Las consecuencias han sido dramáticas. De acuerdo con varios sondeos, alrededor del 65% de los votantes republicanos cree, al día de hoy, que Joe Biden no es el presidente legítimo de Estados Unidos. En otras palabras, han perdido confianza en la democracia. Y todo por una mentira específicamente diseñada por un actor político para salvar cara y mantenerse con vida electoral.

La mentira como herramienta se ha extendido a la recta final de la votación de noviembre.

El huracán Helene devastó buena parte de Georgia y Carolina del Norte, estados cruciales en la elección. Antes que responder con apoyo y verdad a los miles de damnificados, Trump y sus acólitos optaron de nuevo por la mentira como estrategia de propaganda política. En las semanas desde la devastación, Trump se ha encargado de difundir calumnias sobre el uso de fondos de ayuda con los que cuenta el gobierno federal que encabezan Biden y Harris. Ha sugerido, por ejemplo, que los fondos en realidad se están destinando para ayudar a inmigrantes indocumentados antes que a apoyar a las personas afectadas por el huracán. Esto es falso. También ha mentido sobre los tiempos de respuesta de FEMA, la agencia de atención en emergencias, y la coordinación entre gobiernos estatales y la administración Biden, sugiriendo, por ejemplo, que los demócratas han preferido no ayudar a zonas republicanas de los estados afectados. Esto es falso también.

La lista de falsedades, en realidad, es larga.

Tan larga que no da tiempo de desmentirla antes de que haga el daño que Trump pretende, poniendo en duda, desde la mentira, la labor del gobierno al que pretende derrotar.

Evidentemente, no hay que ser ingenuos: todos los políticos mienten de una u otra manera. Pero lo de Trump va mucho más allá, no sólo en él calibre de mentiras, el daño que han ocasionado a la estabilidad institucional estadounidense y su efecto en la popularización del discurso público y la convivencia social.

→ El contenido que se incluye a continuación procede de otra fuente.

PR #213, opened 2016-10-03
Analytics mandatory fields

ivannaranjo:
This PR adds missing mandatory fields in the GA hit for events.

### DIFF
--- a/GoogleCloudExtension/GoogleAnalyticsUtils/EventsReporter.cs
+++ b/GoogleCloudExtension/GoogleAnalyticsUtils/EventsReporter.cs
@@ -25,8 +25,28 @@ namespace GoogleAnalyticsUtils
     /// </summary>
     public class EventsReporter : IEventsReporter
     {
+        private const string TrueValue = "true";
+        private const string FalseValue = "false";
+
         // The custom dimension index for the various properties sent to Google Analytics.
-        private const int ProjectIdHashIndex = 11;      // The project hash is sent in the custom dimension c11.
+
+        // IsUserSignedIn (cd16): true if a user is signed on, false otherwise.
+        private const int IsUserSignedInIndex = 16;
+
+        // IsInternalUser (cd17): true if the suer is internal to Google, false otherwise.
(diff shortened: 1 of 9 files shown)


GoogleCloudExtension/GoogleAnalyticsUtils/EventsReporter.cs
```diff
@@ -25,9 +25,30 @@ namespace GoogleAnalyticsUtils
     /// </summary>
     public class EventsReporter : IEventsReporter
     {
+        private const string TrueValue = "true";
```
iantalarico: Why not Boolean.TrueString?

GoogleCloudExtension/GoogleAnalyticsUtils/EventsReporter.cs
```diff
@@ -25,9 +25,30 @@ namespace GoogleAnalyticsUtils
...
+        private const string FalseValue = "false";
+
         // The custom dimension index for the various properties sent to Google Analytics.
-        private const int ProjectIdHashIndex = 11;      // The project hash is sent in the custom dimension c11.
 
+        // IsUserSignedIn (cd16): true if a user is signed on, false otherwise.
+        private const int IsUserSignedInIndex = 16;
+
+        // IsInternalUser (cd17): true if the suer is internal to Google, false otherwise.
```
iantalarico: nit: s/suer/user

GoogleCloudExtension/GoogleAnalyticsUtils/EventsReporter.cs
ivannaranjo: Because that's the wrong value. The server expects "true" in lowercase while the value of `Boolean.TrueString` is "True".

GoogleCloudExtension/GoogleAnalyticsUtils/EventsReporter.cs
ivannaranjo: I think suer is more appropriate 😛 but I kid, of course is user.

La única ventaja de esa cultura de mentiras es que el periodismo parece despertar. Ante la oleada de desinformación que ha impulsado Trump, distintos periodistas en Estados Unidos se han dado a la tarea de desmentir calumnias, regresando a la esencia del oficio periodístico. Lo han hecho con un vigor notable, incluso durante los debates presidenciales. Es la decisión correcta. Si un periodista no desmiente las mentiras que confunden a sus lectores o audiencia, entonces no es periodista. Es otra cosa, pero no periodista.

El riesgo de faltar a esa esencia del oficio es claro y muy grave: cuando una sociedad pierde sentido de la verdad objetiva y la desconfianza en las instituciones se ve reemplazada por la confusión, la desinformación y el caos, el siguiente paso es el abismo.